▶ **Material for the task**
PR #537, opened 2024-02-09
fixing bug in timezone with location level delete

adamkorynta:
also clean up exception handling so that it bubbles up into the ApiServlet error code processing

### DIFF
--- a/cwms-data-api/src/main/java/cwms/cda/data/dao/LocationLevelsDaoImpl.java
+++ b/cwms-data-api/src/main/java/cwms/cda/data/dao/LocationLevelsDaoImpl.java
@@ -215,7 +215,7 @@ public class LocationLevelsDaoImpl extends JooqDao<LocationLevel> implements Loc
         try {
             Timestamp date;
             if (zonedDateTime != null) {
-                date = Timestamp.from(zonedDateTime.toLocalDateTime().atZone(zonedDateTime.getZone()).toInstant());
+                date = Timestamp.from(zonedDateTime.toInstant());
             } else {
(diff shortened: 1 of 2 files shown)


cwms-data-api/src/main/java/cwms/cda/data/dao/LocationLevelsDaoImpl.java
```diff
@@ -214,10 +214,13 @@ public void deleteLocationLevel(String locationLevelName, ZonedDateTime zonedDat
                                     String officeId, Boolean cascadeDelete) {
         try {
             Timestamp date;
+            String timeZone;
             if (zonedDateTime != null) {
-                date = Timestamp.from(zonedDateTime.toLocalDateTime().atZone(zonedDateTime.getZone()).toInstant());
+                date = Timestamp.from(zonedDateTime.toInstant());
+                timeZone = zonedDateTime.getZone().getId();
```
rma-rripken: This is creeping me out.  Is the timeZone = getZone() thing right?  I guess I'd need to try it in the debugger.  I would have thought it was always utc.

rma-rripken: oh, you changed the date calculation too.   I see it now

adamkorynta: yeah I guess you're right, since we're doing the time zone processing already higher up

rma-rripken (approved):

▶ **Task to complete**
Provide the number of lines in the entries above on which the string "LocationLevelsDaoImpl" is found, and no other text.

▶ **Answer section**
4